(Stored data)
PR #323, opened 2020-06-24
Add initial support for AWS Redshift clusters

achantavy:
Add AWS Redshift clusters and link them to their VPC security groups.

### DIFF
--- a/cartography/intel/aws/redshift.py
+++ b/cartography/intel/aws/redshift.py
@@ -1,0 +1,118 @@
+import logging
+
+from cartography.util import run_cleanup_job
+from cartography.util import timeit
+
+logger = logging.getLogger(__name__)
+
+
+@timeit
+def get_redshift_cluster_data(boto3_session, region):
+    client = boto3_session.client('redshift', region_name=region)
+    paginator = client.get_paginator('describe_clusters')
+    clusters = []
+    for page in paginator.paginate():
+        clusters.extend(page['Clusters'])
+    return clusters
+
+
+def _make_redshift_cluster_arn(region, aws_account_id, cluster_identifier):
+    return f'arn:aws:redshift:{region}:{aws_account_id}:cluster:{cluster_identifier}'
+
+
+@timeit
+def transform_redshift_cluster_data(clusters, region, current_aws_account_id):
+    for cluster in clusters:
+        # Cluster ARN format https://docs.aws.amazon.com/redshift/latest/mgmt/redshift-iam-access-control-overview.html
+        cluster['arn'] = _make_redshift_cluster_arn(region, current_aws_account_id, cluster["ClusterIdentifier"])
+
+
+@timeit
+def load_redshift_cluster_data(neo4j_session, clusters, region, current_aws_account_id, aws_update_tag):
+    ingest_cluster = """
+    MERGE (cluster:RedshiftCluster{id: {Arn}})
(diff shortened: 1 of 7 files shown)


cartography/intel/aws/redshift.py
```diff
@@ -0,0 +1,118 @@
...
+
+from cartography.util import run_cleanup_job
+from cartography.util import timeit
+
+logger = logging.getLogger(__name__)
+
+
+@timeit
+def get_redshift_cluster_data(boto3_session, region):
+    client = boto3_session.client('redshift', region_name=region)
```
irhkang, line 11: client can be a global var so you don't need to initialize upon each call.

If you don't want to initialize on load, make this a singleton

```
_client = None

def _client():
    global _client
    if _client is None:
        _client = boto3_session.client('redshift', region_name=region)
    return _client
```

cartography/intel/aws/redshift.py
```diff
@@ -0,0 +1,118 @@
...
+        clusters.extend(page['Clusters'])
+    return clusters
+
+
+def _make_redshift_cluster_arn(region, aws_account_id, cluster_identifier):
+    return f'arn:aws:redshift:{region}:{aws_account_id}:cluster:{cluster_identifier}'
+
+
+@timeit
+def transform_redshift_cluster_data(clusters, region, current_aws_account_id):
```
irhkang, line 24: will you ever call `get_redshift_cluster_data` without this?  Aka: is the arn mandatory? If it is, it might be worth moving this into `get_redshift_cluster_data` so the functionality is more tightly coupled.  Otherwise people might not realize that they need to do this.

This method also really doesn't need a timeit as you're just doing string formatting.  There is no real way to make this faster and it also shouldn't take up much time.  If you really want to optimize, you can explore parallelizing calls using gevent, asyncio or whatever framework pleases you in `load_redshift_cluster_data`

cartography/intel/aws/redshift.py
```diff
@@ -0,0 +1,118 @@
...
+    cluster.lastupdated = {aws_update_tag},
+    cluster.region = {Region}
+    WITH cluster
+    MATCH (aa:AWSAccount{id: {AWS_ACCOUNT_ID}})
+    MERGE (aa)-[r:RESOURCE]->(cluster)
+    ON CREATE SET r.firstseen = timestamp()
+    SET r.lastupdated = {aws_update_tag}
+    """
+    for cluster in clusters:
+        cluster_create_time = str(cluster['ClusterCreateTime']) if 'ClusterCreateTime' in cluster else None
```
skiptomyliu, line 58: Can be condensed to:
cluster_create_time = str(cluster.get('ClusterCreateTime'))

skiptomyliu: Oh, ignore.  I see it now.  We want to store `None`

cartography/intel/aws/redshift.py
achantavy: Good point, I'll keep this in consideration if we decide to make these sync scripts more generalized since there's a lot of boilerplate that I'm copying over and over. Right now though I'm going to keep this part as-is since it's the same as the other sync scripts.

cartography/intel/aws/redshift.py
achantavy: Yeah good call, I'll remove. I got too eager with copypasta.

Exercise goal> Above are some records; copy each line there that contains "global".

Result of this exercise>
irhkang, line 11: client can be a global var so you don't need to initialize upon each call.
    global _client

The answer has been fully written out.